Businesses today that face a deluge of regulatory actions — and often tag-along private litigation — typically find themselves in crisis mode, unable to even take a breath to develop a unified strategy for handling these actions. In-house counsel in highly regulated industries must prepare in advance for bet-the-business investigations because they will not have the time to do so once the wave of subpoenas and follow-on litigation hit.

To best prepare for regulatory activity before it comes, businesses should monitor evolving trends among regulators to ensure that novel regulatory enforcement actions do not harm or eradicate their company's new products or services.

When a general counsel receives a regulatory inquiry, she or he should determine whether the inquiry is routine, or whether it represents an existential threat to the company or one of its business lines. In making this determination, a general counsel should focus on the following three primary questions:

(1) How far-reaching is the issue's impact?

(2) Is this an issue likely to generate publicity?

(3) How novel is the issue?

Determining the nature of the threat matters because the business' response to a "bet the company" regulatory inquiry should be qualitatively different from its response to, for example, to run of the mill consumer litigation.

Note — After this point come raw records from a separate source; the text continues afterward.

PR #1480, opened 2024-06-17
Skip `testJumpToSatisfiedProtocolRequirementInExtension` if the toolchain does not mark overridable function declarations as dynamic

ahoppen:
This test requires https://github.com/apple/swift/pull/74080 and should be skipped if the host toolchain does not have that change. 

Fixes a test failure when running SourceKit-LSP tests using Xcode 15.4.

### DIFF
--- a/Sources/SKTestSupport/SkipUnless.swift
+++ b/Sources/SKTestSupport/SkipUnless.swift
@@ -233,6 +233,37 @@ public actor SkipUnless {
     }
   }
 
+  /// Checks if the toolchain contains https://github.com/apple/swift/pull/74080.
+  public static func sourcekitdReportsOverridableFunctionDefinitionsAsDynamic(
+    file: StaticString = #filePath,
+    line: UInt = #line
+  ) async throws {
+    struct ExpectedLocationsResponse: Error {}
+
+    return try await shared.skipUnlessSupportedByToolchain(swiftVersion: SwiftVersion(6, 0), file: file, line: line) {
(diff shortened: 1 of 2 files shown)


ahoppen:
@swift-ci Please test

Sources/SKTestSupport/SkipUnless.swift
```diff
@@ -233,6 +233,37 @@ public actor SkipUnless {
     }
   }
 
+  /// Checks if the toolchain contains https://github.com/apple/swift/pull/74080.
```
bnbarham, line 236: I'm not really sure what to do about this, but the skip test is really the test itself 😅

bnbarham (approved):

Sources/SKTestSupport/SkipUnless.swift
ahoppen: Yes, I know. The key point here is that it won’t skip the test if the toolchain is ≥6.1 or if we are on Swift CI (`SWIFTCI_USE_LOCAL_DEPS ` is set – https://github.com/apple/sourcekit-lsp/blob/main/Documentation/Environment%20Variables.md#build-time)

bnbarham: Well, my point was more that it would skip if the original test would fail, though depends on the failure (ie. if *more* results are returned then it wouldn't skip, but if the result is missing at all then it will). Anyway, I think it's fine 👍

PR #1481, opened 2024-06-18
Add workaround for rdar://116221716

ahoppen:
This works around a compiler crash when building SourceKit-LSP using a 6.0 Swift development snapshot.


ahoppen:
@swift-ci Please test

PR #1485, opened 2024-06-18
When setting a working directory on process launch is not supported, set it using `sh`

ahoppen:
In particular, this affects Amazon Linux 2, which has a glibc that doesn’t support `posix_spawn_file_actions_addchdir_np`.

rdar://128016626

### DIFF
--- a/Sources/SKSupport/Process+Run.swift
+++ b/Sources/SKSupport/Process+Run.swift
@@ -69,9 +69,33 @@ extension Process {
     do {
       try process.launch()
     } catch Process.Error.workingDirectoryNotSupported where workingDirectory != nil {
-      // TODO (indexing): We need to figure out how to set the working directory on all platforms.
+      return try Process.launchWithWorkingDirectoryUsingSh(
+        arguments: arguments,
+        environmentBlock: environmentBlock,
+        workingDirectory: workingDirectory!,
+        outputRedirection: outputRedirection,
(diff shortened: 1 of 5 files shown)


ahoppen:
@swift-ci Please test

Sources/SKSupport/Process+Run.swift
```diff
@@ -82,7 +105,16 @@ extension Process {
         loggingHandler: loggingHandler
       )
     }
-    return process
+    do {
+      return try await Process.launch(
+        arguments: [sh.path, "-c", #"cd $0; "$@""#, workingDirectory.pathString] + arguments,
```
hamishknight, line 110: Should probably quote `$0` here, also could use `exec` to avoid a fork

```suggestion
        arguments: [sh.path, "-c", #"cd "$0"; exec "$@""#, workingDirectory.pathString] + arguments,
```

hamishknight (approved):

Sources/SKSupport/Process+Run.swift
ahoppen: Great suggestions. Thanks!

ahoppen:
@swift-ci Please test

ahoppen:
@swift-ci Please test Windows

ahoppen:
@swift-ci Please test Windows

PR #1487, opened 2024-06-18
Save sourcekit-lsp diagnose bundles in subdirectories of temporary directory

ahoppen:
Finder seems to generally struggle opening a temporary directory with many subfolders and eg. hang when zipping the diagnose bundle. Place the diagnose folders in a dedicated subfolder to avoid this.


ahoppen:
@swift-ci Please test

hamishknight (approved):

PR #1488, opened 2024-06-18
Add comment to keep the message about keeping the list of information collected in sourcekit-lsp in sync with the VS Code plugin

ahoppen:
This command-line message needs to be kept in-sync with

https://github.com/swiftlang/vscode-swift/pull/830/files#diff-fb34ccc6e0def68748fe8adf02c9147377045d01322de282b8fafb416850cb1eR94-R106


ahoppen:
@swift-ci Please test

PR #1489, opened 2024-06-18
Remove warning message about missing compiler arguments

ahoppen:
It turns out that this message was more noise than help. For example, it would often show up when adding a new file to a SwiftPM project: The file gets added before we reload the package and thus we don’t have build settings for the new file for a short while. Since we can’t dismiss the notification we sent to the client, the notification will stick around.

Let’s just remove the message.


ahoppen:
@swift-ci Please test

hamishknight (approved):

PR #1490, opened 2024-06-18
Resolve symlinks in toolchain path when creating sourcekitd reproducer bundle

ahoppen:
The realpath will be more useful than eg. `/Library/Developer/Toolchains/swift-latest.xctoolchain`.


ahoppen:
@swift-ci Please test

hamishknight (approved):

PR #1493, opened 2024-06-19
Allow prefixing of the token for a `WorkDoneProgress` with a custom string

### LINKED ISSUE #1476: Add an identifier to work done progress messages
### Description

[Work done progress messages](https://microsoft.github.io/language-server-protocol/specifications/lsp/3.17/specification/#progress) (`$/progress`) contain a `message` and a `title`, but there is no `id` to match begin/end events up together. It is possible to use the title, but if developers want to check for specific types of work progress they'll have to key off the title and if that title ever changes in future then their code will break.

It would be nice to add an `id` field to these progress messages that is considered immutable. One catch is there is no `id` field in the [protocol definition](https://github.com/microsoft/vscode-languageserver-node/blob/1ce790dd341a38da1fbf902cddc16ce456149de0/protocol/src/common/protocol.progress.ts#L11) so this would be out of spec.

ahoppen:
This allows VS Code to detect when sourcekitd has crashed and prompt the user to gather a diagnostic report + file an issue about the crash.

I took this opportunity to refactor the WorkDoneProgress that effectively counts how many tasks of this kind are going on, into a separate type. I’m not quite happy with the name `SharedWorkDoneProgressManager`. Happy for better suggestions if anyone has some.

rdar://129678779
Fixes #1476

### DIFF
--- a/Sources/SourceKitLSP/WorkDoneProgressManager.swift
+++ b/Sources/SourceKitLSP/WorkDoneProgressManager.swift
@@ -20,7 +20,7 @@ import SwiftExtensions
 ///
 /// The work done progress is started when the object is created and ended when the object is destroyed.
 /// In between, updates can be sent to the client.
-final actor WorkDoneProgressManager {
+actor WorkDoneProgressManager {
   private enum Status: Equatable {
     case inProgress(message: String?, percentage: Int?)
     case done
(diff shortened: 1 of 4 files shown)


ahoppen:
@swift-ci Please test

hamishknight (approved):

Sources/SourceKitLSP/WorkDoneProgressManager.swift
```diff
@@ -177,3 +190,68 @@ final actor WorkDoneProgressManager {
...
+      )
+    }
+  }
+
+  func end() async {
+    if inProgressOperations > 0 {
+      inProgressOperations -= 1
+    } else {
+      logger.fault(
+        "Unbalanced calls to SharedWorkDoneProgressManager.start and end for \(tokenPrefix, privacy: .public)"
```
plemarquand, line 249: I checked this out locally but the patch failed to build because `tokenPrefix` should be `self.tokenPrefix`. After fixing this it worked as expected.

```
sourcekit-lsp/Sources/SourceKitLSP/WorkDoneProgressManager.swift:249:80: error: reference to property 'tokenPrefix' in closure requires explicit use of 'self' to make capture semantics explicit
247 |     } else {
248 |       logger.fault(
249 |         "Unbalanced calls to SharedWorkDoneProgressManager.start and end for \(tokenPrefix, privacy: .public)"
    |                                                                                |- error: reference to property 'tokenPrefix' in closure requires explicit use of 'self' to make capture semantics explicit
    |                                                                                `- note: reference 'self.' explicitly
250 |       )
251 |     }
```

ahoppen:
@swift-ci Please test

ahoppen:
@swift-ci Please test Windows

ahoppen:
@swift-ci Please test Windows

ahoppen:
@swift-ci Please test macOS

PR #1, opened 2019-05-10
Add tests for name parsing

chee:
Also fixes a bug where it was giving up after hitting any inline markdown 😊


tests/name.test.js
```diff
@@ -0,0 +1,40 @@
...
+xtest('more than one h1 is an error', async () => {
+	const { errors } = await runbookmd.parseRunbookString(here`
+		# hello monkey
+
+		# also this
+	`);
+
+	expect(errors.length).toBe(1);
+});
+
```
wheresrhys: idea for additional test - h1 preceded by any other content is an error

tests/name.test.js
```diff
@@ -0,0 +1,40 @@
...
+test('an h1 is parsed as name', async () => {
+	const { data, errors } = await runbookmd.parseRunbookString(
+		'# hello monkey',
+	);
+	expect(errors.length).toBe(0);
+	expect(data).toHaveProperty('name', 'hello monkey');
+});
+
+test('inline markdown is stripped', async () => {
```
wheresrhys: Should this throw an error instead? I'm not sure. What's your thinking?

tests/name.test.js
```diff
@@ -0,0 +1,40 @@
...
+	const { errors } = await runbookmd.parseRunbookString(here`
+		# hello monkey
+
+		# also this
+	`);
+
+	expect(errors.length).toBe(1);
+});
+
+test('no h1 means no name', async () => {
```
wheresrhys: Should this error too?

chee: Yes, i think this should be an error.

I'm currently learning about appending new nodes to the tree, I'll make this and the currently pending test create `Problem`s instead.

tests/name.test.js
chee: I thought here that people might want to use links or emphasis in the property keys and that we should strip all that away. And that we should also behave the same for `name` as for property keys.

But maybe it's better to not allow that at all and respond later if anyone wants that feature, rather than trying to guess what a user wants.

tests/name.test.js
chee: yes, that's a good idea.

tests/name.test.js
wheresrhys: Yeah, I would favour enforcing simplicity here, otherwise runbook.html could contain less semantic information than runbook.md

chee: We have two options then, one of keeping it exactly as it is, i.e.: "# one *two* three" gets imported as 

```js
{
  name: "one *two* three"
}
```

or that it creates a `Problem` if there is more than one child to the h1

tests/name.test.js
chee: i'm going to add this one later, it's a little different than the other tests. i've put it on my todo list for the project 😊.

chee:
I'm going to merge this, because the issues are resolved and I think it's good.

Which reminds me, I should add testing in CI this week too. 😊

PR #2, opened 2019-05-13
WIP include serverless, lambda and webpack in preparation for ingest endpoint.

GeoffThorpeFT:
# Problem
We need to introduce an /ingest endpoint (and a graphical interface)

# Solution
Lets use a serverless lambda and introduce webpack!

# Details
Lots of files added to enable serverless and webpack and two skeleton files for the endpoint and interface.

# Note
The above did require the introduction of a top level /src directory into which the existing /lib directory has been moved.


GeoffThorpeFT:
image

GeoffThorpeFT:
image

PR #3, opened 2019-05-13
Add description tests

chee:
adds 2 tests:
1. to ensure that anything at the top level that's not a name, or in a property is part of the description
2. to ensure nothing else gets munched up as description


test/description.test.js
```diff
@@ -0,0 +1,26 @@
+const runbookmd = require('..');
```
GeoffThorpeFT: Not sure I understand what a require of .. does.

chee: i'm requiring the main module, requiring the directory above :)

GeoffThorpeFT: Ah, so picks up index.js which itself exports runbook md. :)

PR #7, opened 2019-05-16
Add property name tests

chee:
Some changes made when writing the tests for name and description broke properties altogether, so this PR also contains fixes for those.
It also contains the commit from this: https://github.com/Financial-Times/runbook.md/pull/6, that'll clean up when #6 is merged.

I'd much rather be mocking the biz-ops schema library here, so that i'm not testing against for-real keys and testing that not-real keys don't exist. But from a discussion with @GeoffThorpeFT i understand that's something for a later day.


test/property-name.test.js
```diff
@@ -0,0 +1,27 @@
+const runbookmd = require('..');
+const here = require('outdent').default;
+
+test('a valid property name gets correctly coerced', async () => {
+	const { data } = await runbookmd.parseRunbookString(here`
+		# name
```
GeoffThorpeFT: Its probably a good idea here not to use both # name as the name of the system and 'property name' as the detail of the test. It took me a couple of goes to realise the property named 'name' is of no interest to the test (but is needed for formatting) and that the property named 'Contains xxxxxx' is what is being checked to confirm it is a valid property in the schema.

PR #11, opened 2019-05-21
Formatted submit response

GeoffThorpeFT:
# Problem
The output from the required /ingest endpoint was hidden within the form handler and was poorly formatted and tested.

# Solution
Return JSON and a status from /ingest to allow render by form hander.

# Implementation
Move code from form handler into ingest api endpoint to ensure json return. Improve form handler result formatting and error presentation. Write some tests for the /ingest endpoint.


GeoffThorpeFT:
image

GeoffThorpeFT:
image

GeoffThorpeFT:
image

GeoffThorpeFT:
image

GeoffThorpeFT:
One outstanding question re the implementation is whether to allow a Biz Ops update if the SOS validation fails (i.e. there are missing/incorrect fields).  I have assumed yes since its just a couple of missing fields.  I do NOT allow a Biz Ops update when the PARSE fails as that implies the format of the RUNBOOOK.MD as a whole is wrong (we could therefore end up with data in the wrong fields).

PR #12, opened 2019-05-22
Improve the scope, logging and viewing of the Biz Ops update.

GeoffThorpeFT:
# Problem
Forgot to allow for relationship updates and to provide the user with direct access to the updated Biz Ops record

# Solution
Improved call to Biz Ops and improved message on Biz Ops success

# Implementation
Pass relationshipAction parameter to Biz Ops Call.
Use lambda logger to log failure in Biz Ops call.
Add Biz Ops link to the o-message that is displayed on success after biz ops write.

### DIFF
--- a/src/ingestHandler.js
+++ b/src/ingestHandler.js
@@ -52,7 +52,7 @@ const ingest = async (username, userRequest) => {
 	if (!userRequest.writeToBizOps || userRequest.writeToBizOps === false) {
 		return success({
 			message:
-				'Parse & Validation Complete; Biz Ops Was NOT Updated at your request',
+				'Parse & Validation Complete. Biz Ops Was NOT Updated as you did not enable the writeToBizOps flag.',
 			details: ingestedDetails(parseResult, validationResult),
 		});
 	}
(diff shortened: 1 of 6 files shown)


src/ingestHandler.js
```diff
@@ -31,33 +34,34 @@ const ingestedDetails = (parseResult, validationResult, writeResult) => ({
...
 
 	const { json: validationResult } = await validate(parseResult.data);
 	if (!userRequest.writeToBizOps || userRequest.writeToBizOps === false) {
-		return success(
-			'Parse & Validation Complete; Biz Ops Was NOT Updated at your request',
-			ingestedDetails(parseResult, validationResult),
-		);
+		return success({
+			message:
+				'Parse & Validation Complete; Biz Ops Was NOT Updated at your request',
```
wheresrhys: perhaps make `at your request` more explicit e.g. `because you did not check the write to biz ops checkbox`

GeoffThorpeFT: Message has been improved.

PR #14, opened 2019-05-22
correctly emit enum values when set

chee:
Had been reading an empty value off a string 😊


chee:
https://trello.com/c/RXCWXQ8H/656-ensure-runbookmd-parses-and-returns-values-from-enums-eg-servicetier-and-lifecyclestage

test/property-value.test.js
```diff
@@ -60,17 +60,42 @@ test('string types are coerced to string', async () => {
...
+	expect(data.serviceTier).toBe('Platinum');
+});
+
+test('enums types with incorrect values produce error', async () => {
+	const { data, errors } = await runbookmd.parseRunbookString(here`
+		# name
+
+		## Service tier
+
+		Cardboard
```
wheresrhys: :cheese:

PR #15, opened 2019-05-24
Sample runbook

GeoffThorpeFT:
# What
A fully populated example of the critical text within a RUNBOOK.MD file.

# Why
So we can offer the content as a sample within the GUI and offer a link to the raw and formatted text within this repo.

# How
The creation of an EXAMPLE.MD file

# Caveat
Not a perfect runbook; just an example of how to populate all the fields.


EXAMPLE.MD
```diff
@@ -0,0 +1,132 @@
+# This is the name of the system
```
wheresrhys: please rename to EXAMPLE.md (this involves a faff of renaming the file to something completely different, committing, then renaming to EXAMPLE.md). This is _such_ a nitpick I know, so I'm sorry, but inconsistent casing can sometimes lead to hours lost, tearing out hair dealing with mystery errors, so best avoided (the only reason uppercase for the file name makes sense is because github creates README.md by default, so establishes the convention)

src/templates/components/input-fields.jsx
```diff
@@ -64,10 +64,10 @@ const ApiKey = ({ bizOpsApiKey }) => (
 	</div>
 );
 
-const RunbookMd = ({ content }) => (
+const RunbookMd = ({ exampleContent, content }) => (
 	<div className="validation-content">
 		<label className="o-forms__label" htmlFor="content">
-			The RUNBOOK.MD Content
+			The RUNBOOK.MD Content.
```
wheresrhys:
```suggestion
			The RUNBOOK.md Content.
```

EXAMPLE.MD
```diff
@@ -0,0 +1,132 @@
...
+## hostPlatform
+AWS
+
+## deliveredBy
+delivery-team
+
+## supportedBy
+support-team
+
+## knownAboutBy
```
chee: I think we should use the title case format in this example file, so

```suggestion
## knownAboutBy
## Known about by
```
etc.

because that's what I'd hope we'll be recommending people to do, and what I believe people want

PR #18, opened 2019-05-29
Validate coerced properties with biz-ops-schema

chee:
Ah, so after doing the work to make it run the `validateProperty` on fields after they’ve been produced by the coercer, i went to write a test for it.
The only thing that uses a string pattern in `System` so far is `Code` (which we aren’t going to allow them to set in the runbook, haha).
I’ve pushed the code up anyway, because it will work once we add something like a url regex to the validation strings.


src/lib/runbook.md.js
```diff
@@ -21,11 +19,12 @@ async function runbookMd() {
 
 	const typeNames = new Set(types.map(type => type.name));
 
+	const validateProperty = (key, value) => {
+		return schema.validateProperty('System', key, value)
```
doramatadora: Prettier will complain about a missing semicolon here and on the line below

src/lib/runbook.md.js
```diff
@@ -38,6 +37,9 @@ async function runbookMd() {
 			primitiveTypesMap: schema.primitiveTypesMap,
 			enums: schema.getEnums(),
 		})
+		.use(validateBizopsProperties, {
+			validateProperty
```
doramatadora: Prettier will complain about a missing comma here

doramatadora:
Looks great 👍 Requested changes are linting.

src/lib/runbook.md.js
chee: ah, thanks 😊 i'll do a little rebase

chee:
> Looks great 👍 Requested changes are linting.

Thanks !! i did a little history rewriting and now the linting has always have been right 😊

PR #21, opened 2019-06-03
Return error object rather than error message

chee:
So that the `line` can be used for other things some day


src/templates/components/output-fields.jsx
```diff
@@ -103,12 +103,16 @@ const ParseErrors = ({ errors }) => (
...
+					</th>
 				</tr>
 			</thead>
 			<tbody>
-				{errors.map(message => (
+				{errors.map(error => (
 					<tr>
-						<td>{message}</td>
+						<td>{error.message}</td>
+						<td>{error.line}</td>
```
GeoffThorpeFT: I would usually swap the error line and error message so that the line was shown first.
We should then consider updating the style of the area text box so we can show line numbers.

GeoffThorpeFT: Ooh, looks like someone has already thought of that: https://stackoverflow.com/questions/52369434/textarea-with-alternate-rows-and-line-numbers

chee: this is a great idea. we could use marijn haverbeke's great [codemirror](https://codemirror.net/) so they get syntax highlighting as well as line numbers (and even multiple cursor support!)

chee: for now i'm going to make this print the exact same message as it did before

PR #601, opened 2023-09-03
Introduce `Sentry.Transport` and a sender pool

whatyouhide:
This is a big-ass PR, but I was having trouble making it smaller 🙃 

Here are the things I’m doing:

  1. I introduced a private module, `Sentry.Transport`, which takes care of actually making the HTTP requests to Sentry. This is in line with the terminology described in the [unified API docs](https://develop.sentry.dev/sdk/unified-api/#event-pipeline). `Sentry.Transport` only knows how to POST a single envelope (with potentially multiple events in it) to Sentry.
  2. Now that `Sentry.Client` is private, I could restructure it to take advantage of `Sentry.Transport` in order to send events.
  3. I introduced `Sentry.Transport.Sender` and `Sentry.Transport.SenderPool`. These two modules start a pool of GenServers that send stuff to Sentry when `result: :none`. Each sender keeps a queue of events which it flushes whenever either 10 events are queued, or 500ms pass. This also takes advantage of multiple events in a single envelope.


config/config.exs
```diff
@@ -8,6 +8,7 @@ config :sentry,
   root_source_code_paths: [File.cwd!()],
   hackney_opts: [recv_timeout: 50],
   send_result: :sync,
-  send_max_attempts: 1
+  send_max_attempts: 1,
+  __sender_module__: Sentry.TransportSenderMock
```
whatyouhide, line 12: Internal config to make testing the Logger backend easier. This is needed since the Logger backend forces `result: :none`, so it's really hard to test it if it's going through the async sender pool.

lib/sentry.ex
```diff
@@ -251,7 +251,7 @@ defmodule Sentry do
 
       config :sentry,
         before_send_event: {MyModule, :before_send},
-        before_send_event: {MyModule, :after_send}
+        after_send_event: {MyModule, :after_send}
```
whatyouhide, line 254: Typo

PR #602, opened 2023-09-03
Fix event data that is not JSON-encodable

### LINKED ISSUE #521: Handle events with metadata that can't be JSON-encoded
### Environment

8.0.6

### Steps to Reproduce

* Have a configured logger backend with metadata fields that can't be JSON encoded.

```
config :logger, Sentry.LoggerBackend,
  level: :error,
  metadata: [:mfa],
  capture_log_messages: true
```
* Use Logger to log an error message.

### Expected Result

Some way to know that the event can't be sent to Sentry because it was not JSON encodable. This library could handle encoding the common types, but the user still might add something to the metadata that isn't JSON encodable. Since deadlocks can happen when logging in a logger maybe send an event to Sentry that another event can't be JSON encoded ?

### Actual Result

Logged error is not sent to Sentry and there is no indication to why.

### Notes

This issue is very important to us as we have missed multiple errors in production not knowing they were happening.

I think this is related to #520 since pids are also not JSON encodable by default.

whatyouhide:
Closes #521.

### DIFF
--- a/lib/sentry/client.ex
+++ b/lib/sentry/client.ex
@@ -104,11 +104,16 @@ defmodule Sentry.Client do
 
   @spec render_event(Event.t()) :: map()
   def render_event(%Event{} = event) do
+    json_library = Config.json_library()
+
     event
     |> Map.from_struct()
     |> update_if_present(:message, &String.slice(&1, 0, @max_message_length))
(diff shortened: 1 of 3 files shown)


sl0thentr0py (commented):
nice thx for this!

PR #619, opened 2023-09-28
Attempt to scrub all `Plug.Conn`s in `Sentry.PlugCapture`

### LINKED ISSUE #477: Sensitive data not scrubbed out of `Phoenix.ActionClauseError`
## Important Details

How are you running Sentry?

Saas (sentry.io)

## Description

Sensitive data is not scrubbed from exception stack traces.

This is related to https://github.com/getsentry/sentry/issues/9309, which didn't get any answers.

## Steps to Reproduce

We have a Phoenix application. The endpoint looks something like this:

```elixir
defmodule MyAppWeb.Endpoint do
  use Sentry.PlugCapture
  use Phoenix.Endpoint, otp_app: :my_app_web

  @scrubbed_param_keys [
    "current_password",
    "email",
    "password",
    "password_confirmation"
  ]

  # ...

  plug Sentry.PlugContext, body_scrubber: &MyAppWeb.Endpoint.body_scrubber/1

  # ...
  plug MyAppWeb.Router

  def body_scrubber(conn) do
    Sentry.PlugContext.scrub_map(conn.params, @scrubbed_param_keys)
  end
end
```

We found an `Phoenix.ActionClauseError` logged in Sentry, but the parameters were not scrubbed. The log entry looks like this (irrelevant information redacted for this issue with `...`; values we expected to be scrubbed are replaced with `UNREDACTED`):

```
Phoenix.ActionClauseError: no function clause matching in MyAppWeb.MyController.update/2

The following arguments were given to MyAppWeb.MyController.update/2:

    # 1
    %Plug.Conn{adapter: {Plug.Cowboy.Conn, :...}, assigns: %{changeset: #Ecto.Changeset<action: nil, changes: %{}, errors: [...], data: #User<>, valid?: false>, ...}, ..., body_params: %{"_method" => "put", "current_password" => "UNREDACTED", "user" => %{"password" => "UNREDACTED", "password_confirmation" => "UNREDACTED"}}, ..., params: %{..., "current_password" => "UNREDACTED", "user" => %{"password" => "UNREDACTED", "password_confirmation" => "UNREDACTED"}}, ...}

    # 2
    %{"_csrf_token" => "...", "_method" => "put", "current_password" => "UNREDACTED", "user" => %{"password" => "UNREDACTED", "password_confirmation" => "UNREDACTED"}}

  File "lib/my_app_web/controllers/my_controller.ex", line 24, in MyAppWeb.MyController.update/2
  File "lib/my_app_web/controllers/my_controller.ex", line 1, in MyAppWeb.MyController.action/2
  File "lib/my_app_web/controllers/my_controller.ex", line 1, in MyAppWeb.MyController.phoenix_controller_pipeline/2
  File "lib/phoenix/router.ex", line 352, in Phoenix.Router.__call__/2
  File "lib/my_app_web/endpoint.ex", line 1, in MyAppWeb.Endpoint.plug_builder_call/2
  File "lib/my_app_web/endpoint.ex", line 1, in MyAppWeb.Endpoint."call (overridable 3)"/2
  File "lib/my_app_web/endpoint.ex", line 1, in MyAppWeb.Endpoint.call/2
  File "lib/phoenix/endpoint/cowboy2_handler.ex", line 65, in Phoenix.Endpoint.Cowboy2Handler.init/4
```

### What you expected to happen

We expected all fields set in `@scrubbed_param_keys` to be scrubbed from logged exceptions. However, they are sent to Sentry in clear text. Did we miss some configuration parameter or is this a bug?

whatyouhide:
Closes #477.

This is not foolproof, but I think it's pretty effective.

### DIFF
--- a/lib/sentry/plug_capture.ex
+++ b/lib/sentry/plug_capture.ex
@@ -1,11 +1,14 @@
 defmodule Sentry.PlugCapture do
   @moduledoc """
-  Provides basic functionality to handle and send errors occurring within
+  Provides basic functionality to capture and send errors occurring within
   Plug applications, including Phoenix.
 
-  It is intended for usage with `Sentry.PlugContext`.
+  It is intended for usage with `Sentry.PlugContext`, which adds relevant request
+  metadata to the Sentry context before errors are captured.
 
   ## Usage
+
+  ### With Phoenix
 
   In a Phoenix application, it is important to use this module **before**
   the Phoenix endpoint itself. It should be added to your `endpoint.ex` file:
@@ -17,7 +20,9 @@ defmodule Sentry.PlugCapture do
         # ...
       end
 
-  In a Plug application, it can be added *below* your router:
+  ### With Plug
+
+  In a Plug application, you can add this module *below* your router:
 
       defmodule MyApp.PlugRouter do
         use Plug.Router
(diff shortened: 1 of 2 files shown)


lib/sentry/plug_capture.ex
```diff
@@ -66,4 +117,38 @@ defmodule Sentry.PlugCapture do
       end
     end
   end
+
+  @doc false
+  def __capture_exception__(exception, stacktrace, scrubber) do
+    # We can't pattern match here, because we're not guaranteed to have
+    # Phoenix available.
+    exception =
+      if is_struct(exception, Phoenix.ActionClauseError) do
```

As recommended in this article, businesses should consider adopting a "SWAT team" approach, similar to those used by premier law firms operating in the regulatory space, which incorporates investigations attorneys, litigators, and compliance lawyers, working closely with personnel in the affected business lines to develop and implement an effective global response.

A thoughtful analysis of a company's size, practices, and consumer impact helps calibrate the degree of risk that a multistate or other parallel regulatory investigation poses.

First, at an obvious and fundamental level, a company's risk of multiple states being involved correlates positively with the number of states in which a company operates and the number of consumers it services.

Second, companies that utilize uniform practices nationwide rather than state-specific practices have a greater likelihood of facing a multistate investigation because (1) any general issue with a uniform practice is likely to be problematic in multiple states and (2) that uniformity makes it less likely that the company's practices are compliant with the unique and nuanced regulatory scheme of each state.

Indeed, state AGs evince immediate skepticism toward a company's likelihood of compliance when discovering that the company employs a uniform national practice.

Third, companies operating in a field regulated by both state and federal law are more likely to face a multistate investigation because federal regulators (e.g., FTC, CFPB, SEC, etc.) often coordinate with states to bring parallel enforcement actions. Indeed, what may begin with the Federal Trade Commission coordinating an investigation with one state AG may morph into the FTC coordinating with a 50-state multistate investigation after other states are alerted about the practices of a target of the investigation.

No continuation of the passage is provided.